__Work instruction__. Pick out every line of the entries below where "might" occurs, and copy those lines.

__Saved data entries__.
□ □ □
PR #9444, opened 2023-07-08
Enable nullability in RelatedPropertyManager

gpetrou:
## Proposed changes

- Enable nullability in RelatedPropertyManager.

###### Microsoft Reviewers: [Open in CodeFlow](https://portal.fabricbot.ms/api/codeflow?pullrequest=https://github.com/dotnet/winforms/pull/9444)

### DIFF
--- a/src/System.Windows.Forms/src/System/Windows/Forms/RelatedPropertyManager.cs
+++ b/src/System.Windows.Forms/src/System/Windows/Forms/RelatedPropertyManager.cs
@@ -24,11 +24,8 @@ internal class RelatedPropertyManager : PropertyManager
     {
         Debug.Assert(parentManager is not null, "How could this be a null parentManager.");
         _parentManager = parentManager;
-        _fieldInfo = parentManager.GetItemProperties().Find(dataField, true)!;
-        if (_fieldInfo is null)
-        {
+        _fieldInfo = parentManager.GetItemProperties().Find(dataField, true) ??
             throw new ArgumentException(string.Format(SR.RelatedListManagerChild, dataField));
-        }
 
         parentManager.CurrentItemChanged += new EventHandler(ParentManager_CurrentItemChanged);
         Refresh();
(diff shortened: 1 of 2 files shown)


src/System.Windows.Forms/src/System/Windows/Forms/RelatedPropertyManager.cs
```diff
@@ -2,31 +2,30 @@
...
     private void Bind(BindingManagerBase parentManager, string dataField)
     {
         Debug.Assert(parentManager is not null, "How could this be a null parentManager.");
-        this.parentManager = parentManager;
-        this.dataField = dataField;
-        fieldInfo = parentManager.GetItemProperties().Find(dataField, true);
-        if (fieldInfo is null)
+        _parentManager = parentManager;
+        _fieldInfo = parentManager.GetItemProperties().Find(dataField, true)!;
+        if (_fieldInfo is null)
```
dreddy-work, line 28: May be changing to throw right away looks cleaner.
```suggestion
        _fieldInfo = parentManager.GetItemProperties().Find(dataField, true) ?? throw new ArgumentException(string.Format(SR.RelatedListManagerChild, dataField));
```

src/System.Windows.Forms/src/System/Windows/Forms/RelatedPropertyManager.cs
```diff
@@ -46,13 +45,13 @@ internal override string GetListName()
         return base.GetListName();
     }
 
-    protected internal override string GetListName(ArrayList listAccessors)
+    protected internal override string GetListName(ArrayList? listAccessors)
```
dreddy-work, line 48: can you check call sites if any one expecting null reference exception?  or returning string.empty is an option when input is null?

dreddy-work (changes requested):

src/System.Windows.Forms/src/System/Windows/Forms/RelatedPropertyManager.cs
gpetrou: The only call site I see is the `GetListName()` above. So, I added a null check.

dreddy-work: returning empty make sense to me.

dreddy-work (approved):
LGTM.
□ □ □
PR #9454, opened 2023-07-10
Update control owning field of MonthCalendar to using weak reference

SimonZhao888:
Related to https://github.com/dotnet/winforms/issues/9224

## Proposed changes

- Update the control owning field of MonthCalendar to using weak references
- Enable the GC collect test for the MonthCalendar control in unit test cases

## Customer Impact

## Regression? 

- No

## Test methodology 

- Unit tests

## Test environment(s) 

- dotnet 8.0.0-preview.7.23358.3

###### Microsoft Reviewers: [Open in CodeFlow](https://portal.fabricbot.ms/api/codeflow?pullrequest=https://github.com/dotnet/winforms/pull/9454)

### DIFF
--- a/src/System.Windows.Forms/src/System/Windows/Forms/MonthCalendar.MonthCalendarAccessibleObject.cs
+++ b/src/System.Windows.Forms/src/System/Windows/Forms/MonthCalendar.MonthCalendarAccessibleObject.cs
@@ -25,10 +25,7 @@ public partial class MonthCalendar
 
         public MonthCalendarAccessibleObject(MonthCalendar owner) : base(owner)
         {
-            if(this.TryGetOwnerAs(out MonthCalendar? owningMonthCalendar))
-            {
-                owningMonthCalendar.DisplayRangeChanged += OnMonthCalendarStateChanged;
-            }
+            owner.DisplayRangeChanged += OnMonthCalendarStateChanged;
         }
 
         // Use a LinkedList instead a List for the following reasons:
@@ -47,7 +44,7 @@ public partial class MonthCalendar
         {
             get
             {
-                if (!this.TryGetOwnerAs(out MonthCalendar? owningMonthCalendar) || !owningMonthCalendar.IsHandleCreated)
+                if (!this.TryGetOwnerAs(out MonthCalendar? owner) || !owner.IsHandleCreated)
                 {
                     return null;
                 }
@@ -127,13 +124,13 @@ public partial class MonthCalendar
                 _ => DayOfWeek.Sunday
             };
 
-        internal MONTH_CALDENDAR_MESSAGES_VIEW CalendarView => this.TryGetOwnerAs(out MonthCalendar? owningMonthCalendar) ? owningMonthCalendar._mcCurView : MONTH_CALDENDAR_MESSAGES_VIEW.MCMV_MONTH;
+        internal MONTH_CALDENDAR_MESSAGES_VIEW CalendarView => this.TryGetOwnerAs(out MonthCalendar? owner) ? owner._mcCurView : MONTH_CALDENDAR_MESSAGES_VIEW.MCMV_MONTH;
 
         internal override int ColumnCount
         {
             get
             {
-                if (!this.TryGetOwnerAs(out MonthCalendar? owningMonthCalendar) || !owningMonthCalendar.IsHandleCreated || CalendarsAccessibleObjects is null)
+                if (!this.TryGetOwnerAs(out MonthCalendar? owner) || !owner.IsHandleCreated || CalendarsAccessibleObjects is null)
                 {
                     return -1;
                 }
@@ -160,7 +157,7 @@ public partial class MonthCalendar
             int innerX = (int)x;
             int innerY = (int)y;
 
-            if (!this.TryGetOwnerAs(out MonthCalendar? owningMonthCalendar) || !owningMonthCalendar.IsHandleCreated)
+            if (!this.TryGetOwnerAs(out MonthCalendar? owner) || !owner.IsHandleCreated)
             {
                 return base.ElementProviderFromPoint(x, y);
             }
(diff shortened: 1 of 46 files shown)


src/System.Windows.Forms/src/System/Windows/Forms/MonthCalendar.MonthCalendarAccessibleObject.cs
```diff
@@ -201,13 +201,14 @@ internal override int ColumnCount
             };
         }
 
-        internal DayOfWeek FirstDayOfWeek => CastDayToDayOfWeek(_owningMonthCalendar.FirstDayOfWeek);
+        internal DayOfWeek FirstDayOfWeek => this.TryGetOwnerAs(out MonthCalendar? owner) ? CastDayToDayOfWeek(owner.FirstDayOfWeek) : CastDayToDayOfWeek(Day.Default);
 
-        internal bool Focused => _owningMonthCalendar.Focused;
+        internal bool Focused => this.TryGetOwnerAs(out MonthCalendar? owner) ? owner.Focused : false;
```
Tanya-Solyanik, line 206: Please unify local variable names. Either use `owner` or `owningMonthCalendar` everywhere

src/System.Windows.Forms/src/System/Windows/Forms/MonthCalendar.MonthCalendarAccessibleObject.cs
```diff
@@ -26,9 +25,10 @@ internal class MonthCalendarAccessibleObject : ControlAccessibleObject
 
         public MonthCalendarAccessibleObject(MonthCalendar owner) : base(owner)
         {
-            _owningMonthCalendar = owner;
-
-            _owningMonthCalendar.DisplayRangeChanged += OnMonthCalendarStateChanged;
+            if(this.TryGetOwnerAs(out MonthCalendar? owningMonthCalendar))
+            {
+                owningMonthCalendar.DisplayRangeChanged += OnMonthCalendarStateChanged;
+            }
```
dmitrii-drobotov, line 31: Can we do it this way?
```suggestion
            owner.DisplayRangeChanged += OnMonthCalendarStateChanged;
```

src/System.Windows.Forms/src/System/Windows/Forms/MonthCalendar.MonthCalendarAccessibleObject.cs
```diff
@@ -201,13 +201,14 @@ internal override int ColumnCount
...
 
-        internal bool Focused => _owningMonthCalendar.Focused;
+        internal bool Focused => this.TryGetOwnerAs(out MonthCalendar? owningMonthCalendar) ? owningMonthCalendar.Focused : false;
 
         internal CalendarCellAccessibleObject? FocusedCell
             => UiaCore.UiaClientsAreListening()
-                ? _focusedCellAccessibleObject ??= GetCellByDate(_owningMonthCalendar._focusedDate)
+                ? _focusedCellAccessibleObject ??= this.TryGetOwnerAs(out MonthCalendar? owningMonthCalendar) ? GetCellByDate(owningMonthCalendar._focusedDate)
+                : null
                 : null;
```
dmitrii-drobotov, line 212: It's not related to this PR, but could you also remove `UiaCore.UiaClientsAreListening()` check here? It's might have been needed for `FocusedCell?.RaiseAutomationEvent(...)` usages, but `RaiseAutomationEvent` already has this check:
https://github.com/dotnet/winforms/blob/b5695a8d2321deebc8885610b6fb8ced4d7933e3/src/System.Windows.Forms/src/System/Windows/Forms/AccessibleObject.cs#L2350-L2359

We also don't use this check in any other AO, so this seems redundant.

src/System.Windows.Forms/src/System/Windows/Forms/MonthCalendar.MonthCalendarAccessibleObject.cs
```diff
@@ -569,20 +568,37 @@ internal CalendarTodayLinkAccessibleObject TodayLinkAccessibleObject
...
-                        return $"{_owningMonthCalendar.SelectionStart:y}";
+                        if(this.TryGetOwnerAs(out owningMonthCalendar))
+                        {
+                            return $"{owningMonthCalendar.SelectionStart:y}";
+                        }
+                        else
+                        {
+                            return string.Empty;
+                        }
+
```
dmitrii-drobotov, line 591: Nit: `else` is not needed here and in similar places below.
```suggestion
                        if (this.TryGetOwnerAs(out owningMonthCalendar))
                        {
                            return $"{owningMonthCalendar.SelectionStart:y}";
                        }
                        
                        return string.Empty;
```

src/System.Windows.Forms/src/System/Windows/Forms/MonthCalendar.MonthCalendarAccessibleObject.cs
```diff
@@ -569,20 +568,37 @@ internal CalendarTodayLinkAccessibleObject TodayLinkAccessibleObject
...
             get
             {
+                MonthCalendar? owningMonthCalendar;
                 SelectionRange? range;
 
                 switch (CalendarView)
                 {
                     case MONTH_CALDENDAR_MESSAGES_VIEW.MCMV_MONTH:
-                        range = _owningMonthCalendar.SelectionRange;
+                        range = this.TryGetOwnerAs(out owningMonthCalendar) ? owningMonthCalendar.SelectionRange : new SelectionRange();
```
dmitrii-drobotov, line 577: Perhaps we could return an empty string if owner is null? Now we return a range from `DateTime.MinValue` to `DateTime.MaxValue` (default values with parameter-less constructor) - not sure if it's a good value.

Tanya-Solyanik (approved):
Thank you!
□ □ □
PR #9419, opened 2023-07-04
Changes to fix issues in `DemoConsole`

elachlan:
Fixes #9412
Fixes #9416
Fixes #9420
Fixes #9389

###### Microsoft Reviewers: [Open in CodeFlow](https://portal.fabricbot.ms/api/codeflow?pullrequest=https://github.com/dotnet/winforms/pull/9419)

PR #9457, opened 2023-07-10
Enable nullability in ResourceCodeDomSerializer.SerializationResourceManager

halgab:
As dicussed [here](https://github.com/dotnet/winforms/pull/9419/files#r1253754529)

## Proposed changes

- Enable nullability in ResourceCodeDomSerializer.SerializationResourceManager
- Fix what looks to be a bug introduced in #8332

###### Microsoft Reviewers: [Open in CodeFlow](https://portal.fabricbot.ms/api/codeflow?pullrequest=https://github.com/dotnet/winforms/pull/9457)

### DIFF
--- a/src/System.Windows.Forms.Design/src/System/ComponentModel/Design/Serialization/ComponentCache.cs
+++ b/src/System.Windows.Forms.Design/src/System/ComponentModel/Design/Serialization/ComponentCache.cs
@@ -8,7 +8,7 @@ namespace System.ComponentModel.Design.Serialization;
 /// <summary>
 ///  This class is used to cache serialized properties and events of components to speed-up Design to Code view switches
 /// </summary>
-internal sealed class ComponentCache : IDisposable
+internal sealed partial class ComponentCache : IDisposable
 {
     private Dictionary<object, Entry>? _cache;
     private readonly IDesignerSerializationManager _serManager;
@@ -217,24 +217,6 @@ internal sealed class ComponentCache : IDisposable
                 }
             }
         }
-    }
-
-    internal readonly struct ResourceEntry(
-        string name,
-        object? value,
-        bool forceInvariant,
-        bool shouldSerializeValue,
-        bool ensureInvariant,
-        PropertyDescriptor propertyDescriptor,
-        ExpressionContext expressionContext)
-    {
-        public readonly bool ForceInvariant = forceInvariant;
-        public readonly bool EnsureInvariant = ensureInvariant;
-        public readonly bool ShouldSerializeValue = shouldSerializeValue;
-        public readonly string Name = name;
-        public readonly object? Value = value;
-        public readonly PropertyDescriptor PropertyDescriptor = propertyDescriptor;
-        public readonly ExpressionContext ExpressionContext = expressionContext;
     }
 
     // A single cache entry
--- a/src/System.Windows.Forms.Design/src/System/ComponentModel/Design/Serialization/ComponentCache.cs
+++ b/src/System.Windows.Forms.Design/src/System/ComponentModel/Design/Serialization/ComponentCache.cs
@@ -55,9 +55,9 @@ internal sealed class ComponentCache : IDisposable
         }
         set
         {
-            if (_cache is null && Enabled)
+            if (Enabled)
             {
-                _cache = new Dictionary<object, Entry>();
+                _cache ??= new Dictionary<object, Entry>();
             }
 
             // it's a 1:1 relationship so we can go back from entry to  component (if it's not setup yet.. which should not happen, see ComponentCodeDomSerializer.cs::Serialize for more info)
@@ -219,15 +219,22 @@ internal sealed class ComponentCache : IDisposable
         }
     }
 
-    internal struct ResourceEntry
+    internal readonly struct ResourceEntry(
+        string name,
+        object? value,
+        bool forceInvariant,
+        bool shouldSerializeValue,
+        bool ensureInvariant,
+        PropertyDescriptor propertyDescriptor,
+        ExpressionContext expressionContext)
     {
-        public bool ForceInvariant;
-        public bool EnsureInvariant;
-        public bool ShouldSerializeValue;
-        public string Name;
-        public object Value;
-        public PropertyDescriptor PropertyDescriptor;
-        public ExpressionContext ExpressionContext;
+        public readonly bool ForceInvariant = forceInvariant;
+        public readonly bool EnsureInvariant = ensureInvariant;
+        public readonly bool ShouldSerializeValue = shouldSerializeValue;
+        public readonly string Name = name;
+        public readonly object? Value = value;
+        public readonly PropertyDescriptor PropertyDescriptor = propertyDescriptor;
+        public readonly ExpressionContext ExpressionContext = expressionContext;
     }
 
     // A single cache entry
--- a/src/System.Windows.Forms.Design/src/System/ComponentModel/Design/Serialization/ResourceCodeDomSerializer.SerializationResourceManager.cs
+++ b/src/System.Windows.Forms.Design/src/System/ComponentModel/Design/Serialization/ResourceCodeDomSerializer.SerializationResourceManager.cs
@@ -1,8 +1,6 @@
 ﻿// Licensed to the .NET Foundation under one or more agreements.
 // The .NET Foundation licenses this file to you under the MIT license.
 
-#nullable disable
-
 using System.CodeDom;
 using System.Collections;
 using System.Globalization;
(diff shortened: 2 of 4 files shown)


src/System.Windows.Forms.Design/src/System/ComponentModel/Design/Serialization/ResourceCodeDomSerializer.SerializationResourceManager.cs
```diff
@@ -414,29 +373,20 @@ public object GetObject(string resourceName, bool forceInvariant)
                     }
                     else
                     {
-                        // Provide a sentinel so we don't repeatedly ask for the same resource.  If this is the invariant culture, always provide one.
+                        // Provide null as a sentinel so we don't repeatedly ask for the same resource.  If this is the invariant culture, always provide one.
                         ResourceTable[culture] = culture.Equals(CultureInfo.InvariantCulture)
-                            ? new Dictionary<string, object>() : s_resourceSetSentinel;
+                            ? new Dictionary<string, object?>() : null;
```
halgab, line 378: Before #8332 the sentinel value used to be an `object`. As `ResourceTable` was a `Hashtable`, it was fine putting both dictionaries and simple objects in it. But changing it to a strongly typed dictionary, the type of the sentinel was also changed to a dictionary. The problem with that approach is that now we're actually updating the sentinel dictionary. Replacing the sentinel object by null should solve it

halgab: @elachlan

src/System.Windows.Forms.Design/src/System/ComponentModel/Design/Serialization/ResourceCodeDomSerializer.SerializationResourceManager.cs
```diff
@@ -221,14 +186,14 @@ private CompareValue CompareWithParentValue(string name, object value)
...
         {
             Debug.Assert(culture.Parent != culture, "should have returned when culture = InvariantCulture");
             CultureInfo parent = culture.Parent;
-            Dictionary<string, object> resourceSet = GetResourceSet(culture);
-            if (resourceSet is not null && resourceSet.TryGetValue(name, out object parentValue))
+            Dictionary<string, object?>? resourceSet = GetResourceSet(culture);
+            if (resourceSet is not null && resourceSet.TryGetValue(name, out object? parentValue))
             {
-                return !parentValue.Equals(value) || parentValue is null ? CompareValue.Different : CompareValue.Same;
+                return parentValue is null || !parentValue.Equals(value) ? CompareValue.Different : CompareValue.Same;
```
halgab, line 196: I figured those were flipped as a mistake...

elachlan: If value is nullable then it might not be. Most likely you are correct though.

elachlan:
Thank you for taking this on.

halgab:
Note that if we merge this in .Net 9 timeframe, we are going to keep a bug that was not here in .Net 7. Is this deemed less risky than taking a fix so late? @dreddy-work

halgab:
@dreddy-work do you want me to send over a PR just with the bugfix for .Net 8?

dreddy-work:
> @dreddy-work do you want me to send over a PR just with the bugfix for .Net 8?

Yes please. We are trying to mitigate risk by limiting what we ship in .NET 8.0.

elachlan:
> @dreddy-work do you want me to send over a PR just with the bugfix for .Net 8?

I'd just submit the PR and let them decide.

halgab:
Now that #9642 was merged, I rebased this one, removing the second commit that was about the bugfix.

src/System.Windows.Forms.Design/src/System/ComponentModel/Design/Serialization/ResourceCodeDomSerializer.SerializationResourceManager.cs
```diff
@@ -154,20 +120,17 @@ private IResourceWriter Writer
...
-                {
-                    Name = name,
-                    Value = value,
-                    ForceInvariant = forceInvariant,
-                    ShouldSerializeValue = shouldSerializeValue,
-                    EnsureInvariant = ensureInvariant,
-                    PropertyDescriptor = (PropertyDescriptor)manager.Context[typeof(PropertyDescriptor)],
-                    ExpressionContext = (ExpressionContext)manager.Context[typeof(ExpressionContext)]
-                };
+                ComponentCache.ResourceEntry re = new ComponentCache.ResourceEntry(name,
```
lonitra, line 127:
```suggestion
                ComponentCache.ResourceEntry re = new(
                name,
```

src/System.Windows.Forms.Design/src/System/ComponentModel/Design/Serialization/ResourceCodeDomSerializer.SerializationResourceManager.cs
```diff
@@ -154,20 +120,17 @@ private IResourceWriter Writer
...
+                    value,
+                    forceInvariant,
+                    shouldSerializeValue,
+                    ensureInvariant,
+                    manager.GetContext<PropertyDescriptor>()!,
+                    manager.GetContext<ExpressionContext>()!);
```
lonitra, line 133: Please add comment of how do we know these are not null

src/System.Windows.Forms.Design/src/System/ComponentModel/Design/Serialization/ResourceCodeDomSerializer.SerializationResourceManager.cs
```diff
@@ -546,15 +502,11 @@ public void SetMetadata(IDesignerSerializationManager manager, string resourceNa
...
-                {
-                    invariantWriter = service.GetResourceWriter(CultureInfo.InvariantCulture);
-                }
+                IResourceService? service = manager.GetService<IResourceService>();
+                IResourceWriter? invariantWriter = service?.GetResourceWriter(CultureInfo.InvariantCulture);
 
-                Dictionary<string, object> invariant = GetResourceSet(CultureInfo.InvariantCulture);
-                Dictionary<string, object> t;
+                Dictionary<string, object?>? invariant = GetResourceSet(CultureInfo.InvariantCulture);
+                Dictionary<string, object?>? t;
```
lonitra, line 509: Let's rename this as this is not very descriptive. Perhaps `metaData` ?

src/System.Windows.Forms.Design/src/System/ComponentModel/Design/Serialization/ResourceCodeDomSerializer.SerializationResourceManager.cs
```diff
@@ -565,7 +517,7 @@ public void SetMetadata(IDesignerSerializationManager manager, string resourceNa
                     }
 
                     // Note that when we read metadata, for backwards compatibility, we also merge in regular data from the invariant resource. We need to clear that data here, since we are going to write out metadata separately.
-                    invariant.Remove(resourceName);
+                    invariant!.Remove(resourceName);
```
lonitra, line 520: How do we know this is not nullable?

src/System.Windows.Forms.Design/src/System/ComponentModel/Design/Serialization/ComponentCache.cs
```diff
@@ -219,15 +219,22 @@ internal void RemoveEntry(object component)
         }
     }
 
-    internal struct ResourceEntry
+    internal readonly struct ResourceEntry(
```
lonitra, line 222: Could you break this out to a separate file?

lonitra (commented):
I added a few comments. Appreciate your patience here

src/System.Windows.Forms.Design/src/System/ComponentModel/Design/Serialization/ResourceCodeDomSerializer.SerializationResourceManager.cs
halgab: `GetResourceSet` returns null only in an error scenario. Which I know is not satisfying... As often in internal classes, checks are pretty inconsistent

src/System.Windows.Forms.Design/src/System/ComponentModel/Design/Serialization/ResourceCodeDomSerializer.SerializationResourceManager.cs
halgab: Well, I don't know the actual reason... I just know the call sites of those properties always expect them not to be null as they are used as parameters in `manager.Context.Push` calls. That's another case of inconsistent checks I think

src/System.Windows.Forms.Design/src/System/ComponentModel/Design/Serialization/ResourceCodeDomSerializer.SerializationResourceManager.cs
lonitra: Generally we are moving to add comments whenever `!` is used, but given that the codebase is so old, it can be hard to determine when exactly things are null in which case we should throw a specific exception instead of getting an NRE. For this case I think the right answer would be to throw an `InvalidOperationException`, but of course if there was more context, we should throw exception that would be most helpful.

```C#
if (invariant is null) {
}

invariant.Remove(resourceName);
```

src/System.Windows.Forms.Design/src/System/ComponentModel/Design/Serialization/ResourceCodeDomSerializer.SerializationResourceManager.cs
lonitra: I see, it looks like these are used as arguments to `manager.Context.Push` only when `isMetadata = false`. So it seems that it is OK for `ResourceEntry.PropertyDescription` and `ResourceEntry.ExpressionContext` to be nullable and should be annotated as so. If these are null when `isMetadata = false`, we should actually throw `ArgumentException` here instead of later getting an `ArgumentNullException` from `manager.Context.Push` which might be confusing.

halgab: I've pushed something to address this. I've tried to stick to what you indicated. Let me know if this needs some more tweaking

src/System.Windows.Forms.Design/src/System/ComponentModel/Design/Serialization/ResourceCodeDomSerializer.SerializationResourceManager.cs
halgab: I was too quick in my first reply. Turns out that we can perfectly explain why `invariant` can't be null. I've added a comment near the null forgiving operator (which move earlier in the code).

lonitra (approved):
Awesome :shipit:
□ □ □
__Completed exercise__.
dmitrii-drobotov, line 212: It's not related to this PR, but could you also remove `UiaCore.UiaClientsAreListening()` check here? It's might have been needed for `FocusedCell?.RaiseAutomationEvent(...)` usages, but `RaiseAutomationEvent` already has this check:
elachlan: If value is nullable then it might not be. Most likely you are correct though.
lonitra: I see, it looks like these are used as arguments to `manager.Context.Push` only when `isMetadata = false`. So it seems that it is OK for `ResourceEntry.PropertyDescription` and `ResourceEntry.ExpressionContext` to be nullable and should be annotated as so. If these are null when `isMetadata = false`, we should actually throw `ArgumentException` here instead of later getting an `ArgumentNullException` from `manager.Context.Push` which might be confusing.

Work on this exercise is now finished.